How to Check the TTL of Domains

dig is a popular command-line tool used to perform DNS queries in a Unix/Linux environment. It can also be used to find the Time-to-Live (TTL) value of a domain. Here’s how you can use dig to find the TTL of a domain:

  1. Open a terminal window on your Unix/Linux system.
  2. Type the following command, replacing “example.com” with the domain name for which you want to find the TTL:
dig example.com

This will send a DNS query to the default DNS resolver configured on your system for the domain “example.com”.

  1. Look for the “TTL” value in the output. The TTL is usually displayed in the “ANSWER SECTION” of the dig output, next to the DNS resource record (RR) type that you queried for.
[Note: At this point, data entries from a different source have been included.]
Issue #1347, opened 2020-10-26
Prediction explanations should aggregate contributions across all levels of categorical features


freddyaboulton:
If a user calls any of the explain predictions functions on a pipeline that has a OHE, the resulting table will have a row for each level of a categorical variable. We should aggregate the contributions across all levels of a categorical feature into a single row in the table so that the output is more intuitive.

There are two ways to do this:

1. Store a mapping from the encoded feature names to the original feature name. Then, I guess we would sum the contributions from all of the encoded features and call that the original features' contribution.
2. Pass the entire pipeline into the shap algorithm instead of just the pipeline estimator like we do for permutation_importance/partial dependence. Unfortunately, the shap library checks against a [hardcoded list of estimators ](https://github.com/slundberg/shap/blob/master/shap/explainers/_tree.py#L609)so I don't think it's viable.

I think we're left with 1 - looks like the library author says [summing is reasonable](https://github.com/slundberg/shap/issues/397) for encoded columns so it's not too bad of a plan.

freddyaboulton:
@chukarsten I think this is doable now that #1416 got done

freddyaboulton:
@chukarsten @dsherry This issue as written only mentions the OHE. I think the plan we have in place for that is pretty clear and reasonable. 

But we can also apply the same plan for other components, e.g. the `TextFeaturizer` and `DateTimeFeaturizer`. Is aggregating the shap values for the features created by those components in scope for this issue?

I think aggregating the shap values for features created by the `TextFeaturizer` makes sense because the features are not easily interpretable by humans and the names given to these features are a bit confusing. 

I'm on the fence about the `DateTimeFeaturizer` . I think it's pretty clear what the features created by the DateTimeFeaturizer are, e.g. `date_day_of_week`, `date_month`, and users may want to know how the day-of-week impacts a prediction vs the month. So I'm in favor of not aggregating those features but curious what you guys think.

chukarsten:
@freddyaboulton I think your instincts serve you well and these additional components should be done.  I would certainly err on the side of keeping the PRs smaller and limiting the scope of this one to OHE makes sense and filing discrete issues  for TF and DTF make sense.  Just to keep reviews manageable and to better propagate lessons learned from completion of OHE PR to the others.

freddyaboulton:
Discussed the requirements with @rpeck @dsherry @chukarsten @angela97lin and @bchen1116 :

[...]

PR #1762, opened 2021-01-29
Speed up permutation importance

### LINKED ISSUE #1416: Permutation importance: speed up by precomputing estimator features
**Background**
Our current permutation importance method shuffles the data and then evaluates the pipeline, computing features for the estimator and then training and predicting with the estimator.

Where this breaks down is when a preprocessing step generates multiple columns, like one-hot encoding. The one-hot encoder will create many boolean features from a single categorical input feature. If we have to do that creation for every shuffle of the input data, that's expensive.

**Proposal**
The optimization is to first precompute the preprocessed data to be passed to the estimator, then apply the shuffling to that data and train and evaluate the estimator. In order to do this, we need to know which generated features are "connected" in that they were created from the same input feature, so that the values for those generated features can be shuffled in sync with each other, i.e. they always appear in the same row with each other.

If we can write an algo to do this sort of shuffle, we can avoid many calls to the categorical encoders like OHE, and potentially get a huge permutation importance speedup on datasets with many categorical features.

**Future implications**
Once we support pipelines which aren't linear sequences of transformers followed by one estimator, this optimization may need to become more sophisticated, but that's a problem for the future. (#273 )

freddyaboulton:
### Pull Request Description
Fixes #1416 

Currently this only supports pipelines where each feature is created from at most one other feature. 

Handling pipelines where that is not the case (PCA, multiple estimators) will be more complicated. We'd have to cache the features before each of these transformers/estimators and do the permutation there. 

### 10x speedup if pipeline has text features
On 500 rows of the fraud dataset:

image

### About 2x speedup on a "standard" pipeline
image

-----


evalml/pipelines/components/transformers/transformer.py
```diff
@@ -68,3 +68,6 @@ def fit_transform(self, X, y=None):
             except MethodPropertyNotFoundError as e:
                 raise e
         return _convert_to_woodwork_structure(X_t)
+
+    def _get_feature_provenance(self):
```
freddyaboulton, line 72: Keeping this private for now since it's only used for permutation importance but this mechanism can help with https://github.com/alteryx/evalml/issues/1347

evalml/tests/model_understanding_tests/test_graphs.py
```diff
@@ -523,70 +523,6 @@ def test_graph_confusion_matrix_title_addition(X_y_binary):
     assert fig_dict['layout']['title']['text'] == 'Confusion matrix with added title text, normalized using method "true"'
 
 
-def test_get_permutation_importance_invalid_objective(X_y_regression, linear_regression_pipeline_class):
```
freddyaboulton, line 526: There has been talk about splitting up `test_graphs.py`. I figured I would get a head start by creating `test_permutation_importance.py` and moving all of the permutation tests there.

evalml/tests/model_understanding_tests/test_permutation_importance.py
```diff
@@ -0,0 +1,274 @@
...
+                                                       'Target Encoder': {'cols': ['region', 'country']}}),
+              (LinearPipelineCreateFeatureThenDropIt, {'Select Columns Transformer': {'columns': ['amount']},
+                                                       'DoubleColumns': {'drop_old_columns': False},
+                                                       'Drop Columns Transformer': {'columns': ['amount_doubled']}})
+              ]
+
+
+@pytest.mark.parametrize('pipeline_class, parameters', test_cases)
+@patch('evalml.pipelines.PipelineBase._supports_fast_permutation_importance', new_callable=PropertyMock)
+def test_fast_permutation_importance_matches_sklearn_output(mock_supports_fast_importance, pipeline_class, parameters,
```
freddyaboulton, line 147: I think it's important to test that our optimization calculates the values correctly. Mocking doesn't really make sense here but since I'm only using 100 points and `n_jobs=1` I think it's ok.

evalml/model_understanding/graphs.py
```diff
@@ -308,13 +386,14 @@ def calculate_permutation_importance(pipeline, X, y, objective, n_repeats=5, n_j
     if not objective.is_defined_for_problem_type(pipeline.problem_type):
         raise ValueError(f"Given objective '{objective.name}' cannot be used with '{pipeline.name}'")
 
-    def scorer(pipeline, X, y):
-        scores = pipeline.score(X, y, objectives=[objective])
-        return scores[objective.name] if objective.greater_is_better else -scores[objective.name]
-    perm_importance = sk_permutation_importance(pipeline, X, y, n_repeats=n_repeats, scoring=scorer, n_jobs=n_jobs, random_state=random_state)
+    if pipeline._supports_fast_permutation_importance:
```
bchen1116, line 389: nice!

evalml/tests/model_understanding_tests/test_permutation_importance.py
```diff
@@ -0,0 +1,274 @@
...
+    pipeline = pipeline_class(parameters=parameters)
+    pipeline.fit(X, y)
+    fast_scores = calculate_permutation_importance(pipeline, X, y, objective='Log Loss Binary',
+                                                   random_state=random_seed)
+
+    mock_supports_fast_importance.return_value = False
+    slow_scores = calculate_permutation_importance(pipeline, X, y, objective='Log Loss Binary',
+                                                   random_state=0)
+
+    pd.testing.assert_frame_equal(fast_scores, slow_scores)
```
bchen1116, line 169: Test looks good! Since we're ideally getting a speed boost by doing faster performance, would we be able to do assertions that the time for `fast_scores` is <= time for `slow_scores`?

bchen1116 (approved):
Looks good! The time speedup is pretty awesome!

evalml/pipelines/component_graph.py
```diff
@@ -92,7 +93,12 @@ def fit(self, X, y):
             X (ww.DataTable, pd.DataFrame): The input training data of shape [n_samples, n_features]
             y (ww.DataColumn, pd.Series): The target training data of length [n_samples]
         """
+        if isinstance(X, ww.DataTable):
```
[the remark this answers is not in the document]
freddyaboulton: Good point! I'll delete this in favor of that.

evalml/tests/model_understanding_tests/test_permutation_importance.py
freddyaboulton: Good point! I tried a few times locally and the time for fast scores is smaller than slow scores. I'm pushing this up and keeping an eye if the results vary from run to run.

freddyaboulton: It flaked on windows so I'm reverting it lol.

chukarsten (approved):
Like it.  Lots of good work here.  A few nits/suggestions/questions but nothing to stop a merge.

evalml/pipelines/component_graph.py
```diff
@@ -231,6 +235,56 @@ def _compute_features(self, component_list, X, y=None, fit=False):
...
+
+        Arguments:
+            component_list (list(str)): Names of components in topological order.
+            input_feature_names (list(str)): Names of the features in the input dataframe.
+
+        Returns:
+           dictionary: mapping of feature name of set feature names that were created from that feature.
+        """
+        if not component_list:
+            return {}
```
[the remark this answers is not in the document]
freddyaboulton: Pipelines with empty component graphs are valid so I wanted to exit before we get the `final_estimator_features`.

evalml/model_understanding/graphs.py
```diff
@@ -283,6 +284,83 @@ def graph_roc_curve(y_true, y_pred_proba, custom_class_names=None, title_additio
...
+def _fast_permutation_importance(pipeline, X, y, objective, n_repeats=5, n_jobs=None, random_seed=None):
+    """Calculate permutation importance faster by only computing the estimator features once.
+
+    Only used for pipelines that support this optimization.
+
+    Arguments:
+        pipeline (PipelineBase or subclass): Fitted pipeline
+        X (ww.DataTable, pd.DataFrame): The input data used to score and compute permutation importance
+        y (ww.DataColumn, pd.Series): The target data
+        objective (str, ObjectiveBase): Objective to score on
```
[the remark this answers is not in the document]
freddyaboulton: Good point. I think the docstring for `calculate_permutation_importance` is enough. I'll add a type hint for the return type there!

dsherry:
Will take a look shortly. I love the performance numbers! 10x speedup for text is 🔥 
@freddyaboulton is it possible to add data points to that graph? Helpful to see how many samples were taken heh.

> Currently this only supports pipelines where each feature is created from at most one other feature.

That seems like a reasonable limitation for the immediate future. We'll need to revisit this at some point, yes? Transformers which create columns today: OHE, target encoder, datetime, text, timeseries delayed features, and soon seasonality. We currently have LDA/PCA transformers defined but aren't using them in automl--adding those would definitely violate this limitation.

freddyaboulton:
@dsherry Agreed on enhancing this implementation to support for more transformers. When we get there, we also need to consider pipelines with multiple estimators. The estimators act like transformers in that case - they ingest many columns and output many columns.

angela97lin:
@freddyaboulton Taking a look through this right now, but also no need to wait for me hehe

evalml/pipelines/component_graph.py
```diff
@@ -231,6 +235,56 @@ def _compute_features(self, component_list, X, y=None, fit=False):
                 output_cache[component_name] = output
         return output_cache
 
+    def _get_feature_provenance(self, component_list, input_feature_names):
```
angela97lin, line 238: Curious, why `component_list` as an argument? I noticed the only time we use this is in calling 
`self._feature_provenance = self._get_feature_provenance(self.compute_order, X.columns)`; would it make sense to just remove the arguments and internally use the component graph's compute_order? Or is this for flexibility? Are there use cases for this? (Maybe computing not the whole graph but some path in it? 🤔 )

evalml/tests/model_understanding_tests/test_permutation_importance.py
```diff
@@ -0,0 +1,272 @@
...
+        'OHE_2': ['One Hot Encoder', 'SelectCategorical2'],
+        'DT': ['DateTime Featurization Component', "SelectNumeric"],
+        'OHE_3': ['One Hot Encoder', 'DT'],
+        'Estimator': ['Random Forest Classifier', 'OHE_3', 'OHE_1', 'OHE_2'],
+    }
+
+
+test_cases = [(LinearPipelineWithDropCols, {"Drop Columns Transformer": {'columns': ['country']}}),
+              (LinearPipelineWithImputer, {}),
+              (LinearPipelineSameFeatureUsedByTwoComponents, {'DateTime Featurization Component': {'encode_as_categories': True}}),
```
angela97lin, line 117: Amazing. I was wondering what happens when the datetime featurizer creates categorical columns that the OHE then uses, since it'd rely on the output cols of the datetime featurizer as provenance. 🤩

evalml/tests/model_understanding_tests/test_permutation_importance.py
```diff
@@ -0,0 +1,272 @@
...
+def test_fast_permutation_importance_matches_sklearn_output(mock_supports_fast_importance, pipeline_class, parameters,
+                                                            has_minimal_dependencies):
+    if has_minimal_dependencies and pipeline_class == LinearPipelineWithTargetEncoderAndOHE:
+        pytest.skip("Skipping test_fast_permutation_importance_matches_sklearn_output for target encoder cause "
+                    "dependency not installed.")
+    X, y = load_fraud(100)
+
+    # Do this to make sure we use the same int as sklearn under the hood
+    random_state = np.random.RandomState(0)
+    random_seed = random_state.randint(np.iinfo(np.int32).max + 1)
```
angela97lin, line 156: Is this different behavior from what we use in `get_random_seed` / can we just use that? 👀

evalml/tests/model_understanding_tests/test_permutation_importance.py
angela97lin: classic windows lol

evalml/tests/model_understanding_tests/test_permutation_importance.py
```diff
@@ -0,0 +1,272 @@
...
+        'SelectCategorical2': ["Select Columns Transformer", "Imputer"],
+        'OHE_1': ['One Hot Encoder', 'SelectCategorical1'],
+        'OHE_2': ['One Hot Encoder', 'SelectCategorical2'],
+        'DT': ['DateTime Featurization Component', "SelectNumeric"],
+        'OHE_3': ['One Hot Encoder', 'DT'],
+        'Estimator': ['Random Forest Classifier', 'OHE_3', 'OHE_1', 'OHE_2'],
+    }
+
+
+test_cases = [(LinearPipelineWithDropCols, {"Drop Columns Transformer": {'columns': ['country']}}),
```
angela97lin, line 115: Wow, this is parametrization taken to the next level LMAO

angela97lin (approved):
This is some really great work!! The speedups are *chefs kiss*. Implementation looks great, just left a few minor questions and comments (some just so I understand this better hehe).

Also, `_get_feature_provenance` is really interesting to see from a conceptual level, to better understand how our components transform data. (Also useful since I've been working on that describes transformations :P)

evalml/pipelines/component_graph.py
```diff
@@ -231,6 +235,56 @@ def _compute_features(self, component_list, X, y=None, fit=False):
...
+                    provenance[component_input] = provenance[component_input].union(set(component_output))
+
+                # Case 2: The transformer created features from a feature created from an original feature.
+                # Add it to the provenance of the original feature it was created from
+                else:
+                    for in_feature, out_feature in provenance.items():
+                        if component_input in out_feature:
+                            provenance[in_feature] = out_feature.union(set(component_output))
+
+        # Get rid of features that are not in the dataset the final estimator uses
```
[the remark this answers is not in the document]
freddyaboulton: Yes! The other case is when we create features from features but delete the intermediate feature, e.g we create a month column from a datetime feature and then we ohe the month column. Since the ohe drops the month column we want to remove it from the provenance of the datetime feature.

evalml/pipelines/component_graph.py
```diff
@@ -231,6 +235,56 @@ def _compute_features(self, component_list, X, y=None, fit=False):
...
+
+        If a feature is then calculated from feature 'a', e.g. 'a_squared', then the provenance would instead
+        be {'cats': ['a', 'a_squared', 'b']}.
+
+        Arguments:
+            component_list (list(str)): Names of components in topological order.
+            input_feature_names (list(str)): Names of the features in the input dataframe.
+
+        Returns:
+           dictionary: mapping of feature name of set feature names that were created from that feature.
```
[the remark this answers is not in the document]
freddyaboulton: Thank you! 😅

evalml/pipelines/components/transformers/preprocessing/datetime_featurizer.py
```diff
@@ -113,3 +113,11 @@ def get_feature_names(self):
            mapping the unique feature values to their integer encoding.
         """
         return self._categories
+
+    def _get_feature_provenance(self):
+        provenance = {}
+        for col_name in self._date_time_col_names:
+            provenance[col_name] = []
+            for feature in self.parameters['features_to_extract']:
+                provenance[col_name].append(f'{col_name}_{feature}')
```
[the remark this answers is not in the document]
freddyaboulton: Good observation! I like the "from scratch" pattern because it keeps the definition of the provenance separate from the transform logic but you're right it can lead to some duplication. I think in most cases I tried to follow the "from scratch" pattern but I couldn't use it for all because the OHE, for example, has special logic for making names unique so the provenance basically has to happen in `get_feature_names`.

evalml/pipelines/components/transformers/encoders/target_encoder.py
```diff
@@ -68,3 +68,6 @@ def get_feature_names(self):
             np.array: The feature names after encoding
         """
         return self._component_obj.get_feature_names()
+
+    def _get_feature_provenance(self):
```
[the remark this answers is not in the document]
freddyaboulton: There is no uniform logic yet! For the target encoder we get a `ComponentNotYetFittedError` but for the date time featurizer we get a stack trace lol.

I think that's ok for now since we're only using this internally. If we ever decide to make it public we should definitely modify the metaclass to add some guardrails.

evalml/tests/model_understanding_tests/test_permutation_importance.py
freddyaboulton: Unfortunately it is! Great suggestion though!

evalml/pipelines/component_graph.py
freddyaboulton: Great point! This is an oversight on my part. I think I was refactoring some code and thought I could make it a static method but that's not really reasonable. 

I'm deleting the component_list parameter now!

evalml/pipelines/component_graph.py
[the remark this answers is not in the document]
angela97lin: Oooo got it, thanks for explaining! sgtm 😀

For example, if you queried for the A record (IPv4 address) of “example.com”, the TTL value will be displayed next to the “A” record in the “ANSWER SECTION” of the output, like this:
example.com.        86400   IN      A

In this example, the TTL value is “86400” seconds, which is equivalent to 24 hours.

Note that the TTL is displayed in seconds, so if you see a value of “3600”, it means a TTL of 1 hour, “1800” means 30 minutes, and so on.

It’s important to note that the TTL value displayed by dig is the TTL specified in the authoritative DNS server for the domain. However, the TTL may also be cached by intermediate DNS resolvers, so the actual TTL observed by DNS resolvers may be different due to caching. Additionally, some DNS servers may enforce a minimum TTL, so even if a domain’s authoritative DNS server specifies a lower TTL, the actual TTL observed by DNS resolvers may be higher.